◆ REQUIRED WORK ◆
Would you repeat every line of the data exactly?

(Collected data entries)
══════════

Issue #377, opened 2026-01-03
actions-on-right-click happening too often


RobertMueller2:
### Version

recent git

### Description

sketchboard has a number of places where it's using actions_on_right_click. I think this is not correct in many places (e.g. scrolling) and should really only happen if there is an actual right click.

This probably happened a while ago, haven't investigated.

PR #378, opened 2026-01-03
fix: right click actions triggered too often

RobertMueller2:
Closes: #377


gabm:
Is request_render ever being used with a callback , or is this callback always empty now? Maybe we can clean up?

RobertMueller2:
> Is request_render ever being used with a callback , or is this callback always empty now? Maybe we can clean up?

Yes, there are still several occurrences with non-empty parameter.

══════════

◆ TASK OUTPUT ◆
Issue #377, opened 2026-01-03
actions-on-right-click happening too often


RobertMueller2:
### Version

recent git

### Description

sketchboard has a number of places where it's using actions_on_right_click. I think this is not correct in many places (e.g. scrolling) and should really only happen if there is an actual right click.

This probably happened a while ago, haven't investigated.

PR #378, opened 2026-01-03
fix: right click actions triggered too often

RobertMueller2:
Closes: #377


gabm:
Is request_render ever being used with a callback , or is this callback always empty now? Maybe we can clean up?

RobertMueller2:
> Is request_render ever being used with a callback , or is this callback always empty now? Maybe we can clean up?

Yes, there are still several occurrences with non-empty parameter.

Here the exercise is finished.